The following small program (linked against glibc
2.1.3) reliably
freezes my system (Athlon Thunderbird CPU) with at
least kernels
2.4.0-test10 and 2.4.0-test11-pre5. Even the SysRq
keys do not work
after the freeze.
Older kernels (e.g. 2.3.40) seem to work. Any Ideas?
---------------------------------------
#define _GNU_SOURCE
#include <fenv.h>
#include <unistd.h>
int
main(void)
{
double a;
fesetenv(FE_NOMASK_ENV);
a = 1.0 / 0.0;
sleep(10);
return a;
}
---------------------------------------
--
Markus
__________________________________________________________________
Do You Yahoo!?
Gesendet von Yahoo! Mail - http://mail.yahoo.de
Gratis zum Million?r! - http://10millionenspiel.yahoo.de
In article <[email protected]>,
=?iso-8859-1?q?Markus=20Schoder?= <[email protected]> wrote:
>The following small program (linked against glibc 2.1.3) reliably
>freezes my system (Athlon Thunderbird CPU) with at least kernels
>2.4.0-test10 and 2.4.0-test11-pre5. Even the SysRq keys do not work
>after the freeze.
Are you sure sysrq doesn't work? Many distributions will disable the
kernel printing to the console, or move it to console 7 or similar.
It would be really good to get the EIP trace of RightAlt+ScrollLock
pressed a few times if you can try to see if you can use klogd to enable
proper printk's.
>Older kernels (e.g. 2.3.40) seem to work. Any Ideas?
The FP exception handling has certainly changed, but the changes should
all have affected mainly just PIII kernels with XMM support enabled. An
Athlon system should have been pretty unaffected. But I'll take a look
if I see something obvious.
One thing to try: if interrupts really don't work for you (and if SysRq
doesn't work, that may be the case), please test out a kernel that
simply ignores irq13 by just commenting out the line
setup_irq(13, &irq13);
in arch/i386/kernel/i8259.c. Does that make any difference? (irq13
shouldn't be used any more, it's horrible legacy crap, but we do want to
support even horrible legacy systems).
Linus
In article <[email protected]>,
=?iso-8859-1?q?Markus=20Schoder?= <[email protected]> wrote:
>The following small program (linked against glibc 2.1.3) reliably
>freezes my system (Athlon Thunderbird CPU) with at least kernels
>2.4.0-test10 and 2.4.0-test11-pre5. Even the SysRq keys do not work
>after the freeze.
>
>Older kernels (e.g. 2.3.40) seem to work. Any Ideas?

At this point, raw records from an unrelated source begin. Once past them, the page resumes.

Issue #8267, opened 2021-10-11
memory leak since 0.2.35


chriswep:
After updating typeorm from 0.2.34 my server started running quickly out of memory, at a rate of about 1Gig every few seconds. this happens with all versions >= 0.2.35, downgrading to 0.2.34 is fine. I tried to research what might be the cause however 0.2.35 introduced quite a number of changes, so i'm a bit lost here. Just shooting in the blue, https://github.com/typeorm/typeorm/commit/f43d56110fd41c23d80e32021adf4ade7648ce97#diff-3008128203dc904e0890ee2cb2ab47080b93ea391288f4acb8f0ecbf3c2dde8a looks like it potentially could be related to what is happening, just guessing.

Anyone else is seeing something similar? What change in 0.2.35 could be responsible?

imnotjames:
If you think it's that commit, revert it and test without it.

Do you have a reproducible example of this?

chriswep:
i can't reproduce it in my dev environment. I tried to put load on it with similar queries / data however the result objects don't even appear in the dump. the commit was just a guess since it's about how objects are created.. compiling different versions of typeorm by guessing and testing them on production is more like a last resort. i thought maybe somebody has seen something similar or has an idea where to look.

mmyoji:
I encountered the same issue. 

Upgrading from v0.2.34 to v0.2.35, our project CI test starts failing due to out of memory.
We use PostgreSQL and just need this commit https://github.com/typeorm/typeorm/commit/5cf368a23fa78b9e97dd12b54616f17b8431ffee.
Then I forked this project, checkout the commit, prepare built version of package, ran the test, and the memory leak happened again.

So the problem commit(s) might be in https://github.com/typeorm/typeorm/compare/0.2.34...5cf368a23fa78b9e97dd12b54616f17b8431ffee.

As @chriswep says, https://github.com/typeorm/typeorm/commit/f43d56110fd41c23d80e32021adf4ade7648ce97#diff-3008128203dc904e0890ee2cb2ab47080b93ea391288f4acb8f0ecbf3c2dde8a could cause the memory leak.

I just let you know this although I haven't investigated this issue deeply.

chriswep:
@mmyoji thanks for the info. could you try reversing the commit and try if that fixes it? i haven't gotten around to it yet since i've settled on 0.2.34 for now.

hugo-marello-nutrien:
[...]

PR #8445, opened 2021-12-10
fix: make EntityMetadataValidator comply with entitySkipConstructor

### LINKED ISSUE #8444: entitySkipConstructor not working
## `entitySkipConstructor` not working as expected/documented

See https://github.com/typeorm/typeorm/pull/7770, https://github.com/typeorm/typeorm/issues/1772

### Expected Behavior

By setting `entitySkipConstructor` connection option, one is able to define an Entity class with strict constructor property initialization, even using object-type destructuring, e.g.:
```
type SomeEntityConstructorArgs = {
  readonly foo: string;
};

@Entity()
export class SomeEntity {

  @Column()
  readonly foo: string;

  constructor(args: SomeEntityConstructorArgs) {
    const { foo } = args;

    this.foo = foo;
  }
}
```

### Actual Behavior

Running `migration:run`, or bootstrapping a NestJS app leveraging TypeORM, breaks with:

It certainly doesn't happen for me on any of the machines I work with,
but it wouldn't compile as-is for me, so I exchanged the FPU setting
with a simpler
asm("fldcw %0": :"m" (0));
which should do the equivalent (ie unmask divide by zero errors). Does
that make a difference for you?
Can you try to figure out where it started happening? Ie try test9 and
back too, to figure out what might be bringing it on...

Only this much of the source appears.